### [Extracted data]
PR #385, opened 2023-02-21
DOCS-1277: Fix 404 Redirects

girishshankaran:
Fixes https://tigera.atlassian.net/browse/DOCS-1277

### DIFF
--- a/_redirects
+++ b/_redirects
@@ -270,6 +270,25 @@
 /archive/v1.5/getting-started/kubernetes/installation/*          https://calico-legacy.netlify.app/archive/v1.5/getting-started/kubernetes/installation/:splat      200
 /archive/v1.5/getting-started/kubernetes/cloud-config/*          https://calico-legacy.netlify.app/archive/v1.5/getting-started/kubernetes/cloud-config/:splat      200
 /archive/v1.5/getting-started/kubernetes/tutorials/*             https://calico-legacy.netlify.app/archive/v1.5/getting-started/kubernetes/tutorials/:splat         200
+                                
+# Some specific pages are throwing 404 because of the docs restructuring
+/master/getting-started/kubernetes/minikube                      https://docs.tigera.io/calico/next/getting-started/kubernetes/minikube                                      301!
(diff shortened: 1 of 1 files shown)


girishshankaran:
@ctauchen. 

These paths are not resolving because of the fragment identifiers in the path, hence I did not add them. We may need to address them differently:

```
/reference/node/configuration#configuring-the-default-ip-pools
/reference/node/configuration#configuring-bgp-networking
/reference/node/configuration#configuring-bgp-networking
/reference/node/configuration#appendix
```

This path is already covered in the proxy rules, so I did not make an extra entry. However, this path is not working either.

`/master/getting-started/kubernetes/installation/*         https://calico-master.netlify.app/master/getting-started/kubernetes/installation/:splat      200`

_redirects
```diff
@@ -270,6 +270,24 @@
...
+/maintenance/ebpf/use-cases-ebpf                                 https://docs.tigera.io/calico/latest/operations/ebpf/use-cases-ebpf                                         301!
+/reference/contribute                                            https://docs.tigera.io/calico/latest/reference/involved                                                     301!
+/security/calico-network-policy                                  https://docs.tigera.io/calico/latest/network-policy/get-started/calico-policy/calico-network-policy         301!
+/maintenance/troubleshoot/vpp                                    https://docs.tigera.io/calico/latest/operations/troubleshoot/vpp                                            301!
+/getting-started/docker/tutorials/docker-swarm                   https://docs.tigera.io/calico/latest/getting-started                                                        301!
+/master/maintenance/monitor/monitor-component-visual             https://docs.tigera.io/calico/next/operations/monitor/monitor-component-visual                              301!
```
ctauchen, line 288: The list from our test included this same article for both latest and master. Can you add the same rule for latest? but without `/master`. Should be:
`/maintenance/monitor/monitor-component-visual https://docs.tigera.io/calico/latest/operations/monitor/monitor-component-visual 301`

ctauchen (commented):
One more to add, otherwise LGTM!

### [What this task involves]
Work out how many lines in this data contain "legacy". Only that number should be given.

### [Solution to this task]
3